Skip to content
jdha edited this page Jan 16, 2023 · 3 revisions

XIOS Hanging (GNU-MPICH)

In the initialisation phase of the model run the simulation would hang when large core counts were used (>3000). This would occur in iom.F90 at the call to xios_close_context_definition(). It was first thought this problem may be linked to a bug in the MPI libraries (concerning MPI_IProbe). With this in mind other MPI implementations where explored (MPICH4, OMPI). Tests with the CRAY compiler were also examined. However, a different kind of issue was encountered when using these, namely that the model fell over in the first few time steps with Salt > 1e308, or Salt = NaN. In some instances switching all code optimisation off allowed the model to run, although this appeared to be hit and miss (these issues will be examined at a later date).

Revisiting GNU-MPICH

In desperation the GNU-MPICH was revisited, beginning with the simplest setup know to work adding in additional components to see where things break:

  1. ZPS, 1500 NEMO cores, 8 XIOS, -O0 everywhere, only 1ts output of ssh, sst and sss ✔️
  2. As 1. but MES as ZPS (i.e. same namelist)✔️
  3. As 2. but with all MES additions in the namelist ✔️
  4. As 3. but with 16 XIOS ✔️

Note: the simulations are running with multiple_file in the file_def* in place of one_file to simplify things. Moving from 8 XIOS to 16 XIOS requires a fudge with the domain_cfg file requiring single wet points to be inserted into Antarctica otherwise the first XIOS server will be waiting for MPI_COMM that will never happen (see iodef subsection below).

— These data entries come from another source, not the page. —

PR #426, opened 2022-03-26
feat: Creates Regionalization modal

lucasfp13:

This PR intends to create the `RegionalizationModal`, but with some caveats:
- the `PostalCodeInput` is not ready yet, so right now we are using the current not styled version;
- the `Don't know my Postal Code` link needs to point to the right URL, so we need to decide which one we will use;

With this component, users will be able to set/inform their current location to be able to see available products for their region.

## How does it work?

**NOTE: The `RegionalizationModal` is being rendered in the `Navbar` just for testing purposes, so when reviewing that we do not need to worry about it because it will be removed as soon as these changes are approved.**

When opened, the `RegionalizationModal` has a fade-in effect and looks like this:

- Desktop version
Screen Shot 2022-03-25 at 21 03 16

- Mobile version
Screen Shot 2022-03-25 at 21 03 33

A quick demonstration of how motion effect looks like: 

https://user-images.githubusercontent.com/15722605/161068860-79894afc-1f3c-4e88-9358-f1c2c9604b5f.mov

## References

[FSSS 230 - Create regionalization Modal](https://vtex-dev.atlassian.net/browse/FSSS-230)

## Checklist]

- [x] CHANGELOG entry added


src/components/ui/SlideOver/SlideOver.tsx
```diff
@@ -18,74 +18,34 @@ interface SlideOverProps extends HTMLAttributes<HTMLDivElement> {
...
-        handleClose()
+        onModalClose()
       }}
       data-slide-over
       data-slide-over-direction={direction}
       data-slide-over-size={size}
-      data-slide-over-state={fadeType}
-      onTransitionEnd={handleTransitionEnd}
+      data-slide-over-state={fade}
+      onTransitionEnd={() => fade === 'out' && onDismiss?.()}
```
tlgimenes, line 48: is it possible to run into a race condition where `fade` is `in` and the `onDismiss` is not called, leaving the modal open?

src/sdk/ui/modal/Provider.tsx
```diff
@@ -0,0 +1,56 @@
+import React, {
+  useMemo,
+  useState,
+  useContext,
+  useCallback,
+  createContext,
+} from 'react'
+import type { PropsWithChildren } from 'react'
+
+import './provider.scss'
```
hellofanny, line 10: hmm, I think it's better to identify with the prefix otherwise sounds too generic, how about renaming to `modal-provider.scss`?

hellofanny, line 10: hmm, I think it's better to identify with the prefix otherwise sounds too generic, how about renaming to `modal-provider.scss`?

src/sdk/ui/modal/Provider.tsx
```diff
@@ -0,0 +1,56 @@
...
+      fade,
+      onModalOpen,
+      onModalClose,
+    }),
+    [fade, onModalOpen, onModalClose]
+  )
+
+  return (
+    <ModalContext.Provider value={value}>
+      <div data-scroll={fade === 'out'}>{children}</div>
```
hellofanny, line 41: Is this data attr added to avoid the double scroll on the page?

hellofanny, line 41: Is this data attr added to avoid the double scroll on the page?

src/components/regionalization/RegionalizationModal/regionalization-modal.scss
```diff
@@ -0,0 +1,100 @@
+@import "src/styles/scaffold";
+
+[data-modal-overlay] {
```
hellofanny, line 3: We are not scoping these styles in the component, so in this case, this will be duplicated. I believe we can remove it and keep the different background style.

image

hellofanny, line 3: We are not scoping these styles in the component, so in this case, this will be duplicated. I believe we can remove it and keep the different background style.

image

src/components/regionalization/RegionalizationModal/regionalization-modal.scss
```diff
@@ -0,0 +1,100 @@
...
+  position: fixed;
+  top: 0;
+  right: 0;
+  bottom: 0;
+  left: 0;
+  z-index: 3;
```
hellofanny, line 9:
```suggestion
```

hellofanny, line 9:
```suggestion
```

hellofanny: It's such a slight difference 🤔 Maybe we could double-check with the design team this background opacity.

hellofanny: It's such a slight difference 🤔 Maybe we could double-check with the design team this background opacity.

src/components/regionalization/RegionalizationModal/regionalization-modal.scss
```diff
@@ -0,0 +1,100 @@
...
+  background-color: rgb(0 0 0 / 25%);
```
hellofanny, line 10: It's such a slight difference 🤔 Maybe we could double-check with the design team this background opacity.

hellofanny, line 10: It's such a slight difference 🤔 Maybe we could double-check with the design team this background opacity.

src/components/regionalization/RegionalizationModal/regionalization-modal.scss
```diff
@@ -0,0 +1,100 @@
...
+
+    [data-regionalization-modal-description] {
+      color: var(--fs-color-text-light);
+    }
+
+    .regionalization-modal__button {
+      position: absolute;
+      top: 0;
+      right: 0;
+      background-color: transparent;
```
hellofanny, line 51: Can we just keep the default background? Otherwise we will lost the focus effect/indicator.

```suggestion
```

hellofanny, line 51: Can we just keep the default background? Otherwise we will lost the focus effect/indicator.

```suggestion
```

hellofanny: |Changed| Default|
|-|-| 
no-bg|default

hellofanny: |Changed| Default|
|-|-| 
no-bg|default

hellofanny:
This modal looks great 🤩!!! I really like the idea of using a provider to replace the previous callbacks and handling the in/out behavior; looks neater than before 🙈 
I haven't finished reviewing yet, but I've left some notes. I'll come back to review more deeply, okay? 🤓

src/components/ui/SlideOver/SlideOver.tsx
lucasfp13: I believe it is not, we are safe against the race condition by only calling `onDismiss` after transition/animation ends and, before that, checking for the right `fade` value

src/components/regionalization/RegionalizationModal/regionalization-modal.scss
```diff
@@ -0,0 +1,93 @@
...
+    width: calc(100vw / 3);
+    min-width: calc(var(--fs-grid-breakpoint-desktop) / 3);
+  }
+
+  &[data-regionalization-modal-state="in"] {
+    animation: motion-in .2s ease-in;
+  }
+
+  &[data-regionalization-modal-state="out"] {
+    animation: motion-out .2s ease-out;
```
filipewl, line 27: Some equivalent tokens I found:
```suggestion
    animation: motion-in var(--fs-transition-timing) ease-in;
  }

  &[data-regionalization-modal-state="out"] {
    animation: motion-out var(--fs-transition-timing) ease-out;
```

filipewl (approved):
Nice refactoring! Everything else looks good to me.
👏

src/styles/global/layout.scss
```diff
@@ -49,15 +49,6 @@ main,
   padding-left: var(--fs-grid-padding);
 }
 
-// Avoids double scroll issue on the page when overlay is open
-#layout.no-scroll {
```
eduardoformiga, line 53: Nicee! I'm touching this piece of code in another PR but I can sync this change there 👀

eduardoformiga (approved):
Good Job! 
The code looks more clean and readable now ✨

PR #431, opened 2022-03-30
feat: Move shelf client side

tlgimenes:
This PR moves `<ProductShelf/>` and `<ProductTiles/>` to the client side

## How does it work?
Shelves and tiles are usually used to display a certain product collection. The product availability/price on this collection depends on the channel the user is in. Since the product list to be displayed depends on a browser defined property (channel), we need to make these components dynamic by rendering them on the client.

This PR uses the `useProductsQuery` to fetch products on the browser. 

The big visual difference is that, instead of loading the shelf, it loads the loading state of the shelf, for them querying and displaying the right product. A before/after comparison can be seen below:

<div style="display: flex">
before
after  
</div>

## How to test it?
Make sure all shelves are ok.

## Checklist
- [x] CHANGELOG entry added


src/components/sections/ProductShelf/ProductShelf.tsx
```diff
@@ -1,34 +1,40 @@
...
+  }
+
   return (
     <Section
       className={`layout__section ${withDivisor ? 'shelf__divisor' : ''}`}
     >
       <h2 className="text__title-section layout__content">{title}</h2>
       <div data-product-shelf-content>
-        <ProductShelfSkeleton loading={products.length === 0}>
+        <ProductShelfSkeleton loading={products == null}>
```
igorbrasileiro, line 33:
```suggestion
        <ProductShelfSkeleton loading={products === null}>
```

src/components/sections/ProductShelf/ProductShelf.tsx
```diff
@@ -1,34 +1,40 @@
...
           <ul data-product-shelf-items className="layout__content">
-            {products.map((product, idx) => (
-              <li key={`${product.id}`}>
-                <ProductCard product={product} index={idx + 1} />
+            {products?.edges.map((product, idx) => (
```
igorbrasileiro, line 35:
```suggestion
            {products.edges.map((product, idx) => (
```
Not needed, since it's already verified. If the ts complain, need to fix the first conditional at line 23.

src/components/sections/ProductTiles/ProductTiles.tsx
```diff
@@ -28,21 +28,27 @@ const getRatio = (products: number, idx: number) => {
...
   return (
     <Section className="layout__section layout__content">
       <h2 className="text__title-section">{title}</h2>
       <div>
-        <ProductTilesSkeleton variant="wide" loading={products.length === 0}>
+        <ProductTilesSkeleton variant="wide" loading={!products}>
           <Tiles>
-            {products.map((product, idx) => (
-              <Tile key={product.id}>
+            {products?.edges.map((product, idx) => (
```
igorbrasileiro, line 44: The same comment i left before.

src/components/sections/ProductShelf/ProductShelf.tsx
tlgimenes: not really, we need to load on undefined too

igorbrasileiro: Use or operator, make the code more readable

src/components/sections/ProductShelf/ProductShelf.tsx
igorbrasileiro: Did you fixed the line 23?

tlgimenes: what do you think we should use for the conditional of line 23? We can only return `null` when there is no products, a.k.a, products.length === 0. When it's loading, we should render the component for the skeleton take place

igorbrasileiro: Ok, np, but this is weird form, is it for you?

igorbrasileiro (approved):

src/components/sections/ProductShelf/ProductShelf.tsx
igorbrasileiro: Oh i see...
products?.edge.length can be undefined, right? You need to check like this
```tsx
!products || products.edge.length === 0
```

tlgimenes: yes, but that's the thing. I don't want it to return null when products is undefined. When it's undefined it needs to render the skeleton

PR #432, opened 2022-03-30
feat: Style the search dropdown

filipewl:

Style the search dropdown according to [this Figma specification](https://www.figma.com/file/xPRr75q5Qm9SlZ963hBh8O/Handoff-v3-(Search)?node-id=2%3A58234):

**Mobile**

If there is History|If there isn't History
-|-
image|image

**Desktop**
If there is History|If there isn't History
-|-
image|image

## How does it work?

Previews for the implementation:

Mobile|Desktop
-|-
CleanShot 2022-03-30 at 09 57 23|CleanShot 2022-03-30 at 09 59 44

## What's missing?

- [ ] The dropdown's backdrop for the mobile.
- [ ] Show the `Suggestions` component when typing.
- [ ] The logic when to show the history or top search.

## How to test it?

Visit [this preview link](https://sfj-ae2f2aa--base.preview.vtex.app/) and interact with the search input.

## References

- [Jira FSSS-202 Search Suggestion Dropdown](https://vtex-dev.atlassian.net/browse/FSSS-202)


filipewl (commented):
Some helper comments.

israelswf:
Just made a test with a long text, works good. 👍 
Just noticed the icon vertically aligned with the middle of the text (not sure if it is something to be handled in this PR, though)
image

israelswf:
Also noticed when we click some item in the history, the `searchInput` keeps the old content. I guess it would be interesting if we passed the clicked term to the input (or just clean the input, maybe).

https://user-images.githubusercontent.com/10616243/160937127-5498a164-ac67-4ebe-8f7a-58850f753f95.mp4

renatamottam (changes requested):
Great work, Wands! We're almost there :)

A couple improvements:
1. Left and right paddings should be removed from both `[data-store-search-history-item] [data-store-link]` and `data-store-search-history-header`.
2. `data-store-search-history-item` hover should be the same as the `.suggestions__item`
3. `.suggestions__item [data-store-link]` should fill the whole `width` so the person can select an option without having to click on the name.

|Padding|Hover|
|-|-|
|image|image|

hellofanny:
> Great work, Wands! We're almost there :)
> 
> A couple improvements:
> 
> 1. Left and right paddings should be removed from both `[data-store-search-history-item] [data-store-link]` and `data-store-search-history-header`.
> 2. `data-store-search-history-item` hover should be the same as the `.suggestions__item`
> 3. `.suggestions__item [data-store-link]` should fill the whole `width` so the person can select an option without having to click on the name.
> 
> Padding	Hover
> image	image

Same thing for the header / title. Back then, my idea was to share these common styles/classes between those components (`Suggestions`, `SuggestionsTopSearch` and `SearchHistory`. I still think we should do so. However, we need to rename these components' prefixes to make sense.

filipewl:
> Also noticed when we click some item in the history, the `searchInput` keeps the old content. I guess it would be interesting if we passed the clicked term to the input (or just clean the input, maybe).
> 
>  20220330184733391.mp4

@israelswf, you're right! I addressed it [here](https://github.com/vtex-sites/base.store/pull/432/commits/bfdbe0de388467951f59ddc8628a647ed519aa19) so when a dropdown item is selected, the search input is replaced by its term.

CleanShot 2022-03-30 at 21 22 57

Now scaling up the core counts with a working example:

  1. as 4. with 101 nodes, 8435 NEMO cores, 16 XIOS and -g3 (NEMO core spacing gap every 3 cores) ✔️
  2. as 4. with 68 nodes, 8435 NEMO cores, 16 XIOS, and -g9000 (i.e. no gaps) ✔️
  3. as 4. with 70 nodes, 8435 NEMO cores, 32 XIOS, and -g9000 (i.e. no gaps) ✔️
  4. as 4. with 68 nodes, 8090 NEMO cores, 32 XIOS, and -g9000 (i.e. no gaps) ✔️

This last option is optimised to remove all land cores from the simulation. For reference the tile size at 8090 cores in 16x11.

Now the large core count simulations are running, attention turns to output:

  1. as 8. with all standard ocean output switched on ❌
  2. as 9. will ENABLED=.FALSE. on all output in the XML file ❌

The last test is a little confusing as one would expect this simulation to behave as if there is no required output (to be investigated)

  1. as 8. but with only 5 day mean output ✔️
  2. as 11. but with the addition of grid_T monthly means, and grid_U monthly means ✔️
  3. as 12. with the addition of grid_V monthly means ❌
  4. as 12. but switch out grid_U for grid_V monthly means ✔️

So from 14 this indicated that it is not variable dependant.

  1. as 9. but remove optimal_buffer_size from the iodef.xml file ✔️
  2. as 15. with XIOS compiled with -O2 ✔️
  3. as 16. with the addition of ice output ✔️
  4. as 17. with NEMO compiled with -O1 ✔️ and compiled with -O2 ✔️

Further sensitivity tests reveal that adding optimal_buffer_size back in (and setting it to preference memory) and increasing buffer_size_factor to 4.0 also worked.

Note on iodef.xml

There are several levers you can pull with regards to XIOS management. One option is to increase the number of XIOS servers employed. Note that in NEMO version < 4.2 you must make sure that no XIOS server occupies land-only regions of the configuration. For example if I choose 8 XIOS servers then the SE-NEMO is divided up into 8 zonal xios_server.exe strips each ~150 points in height (i.e. 1207 j-points divided by 8). This decomposition works for the SE-NEMO configuration as the first XIOS server will have a small region of the Weddell Sea. If 16 XIOS servers are requested this becomes an issue - so single grid cell wet points are added to the domain_cfg file in Antarctica to overcome this). Other options when running into dificulties with XIOS can be adjusted in the iodef.xml file. The buffer size is optimised for performance by default. This can be either optimised for memory or can be scaled up or even both by adding the following code:

<variable_definition>
          <variable_group id="buffer">
             <variable id="optimal_buffer_size" type="string">memory</variable>
             <variable id="buffer_size_factor" type="double">4.0</variable>
          </variable_group>
          ...

Note on XML files

Memory issues may also arise if outputting a large number of variables over a long run. By using split_freq in the output XML file, the output will be written out in more memory friendly chunks (and buffers cleared). For example:

 <file_group id="1m" output_freq="1mo" output_level="10" split_freq="1mo" enabled=".TRUE."> <!-- real monthly files -->

will write out 1 file per monthly mean. If split_freq is omitted then the output will be written to a single file the length of the job submission.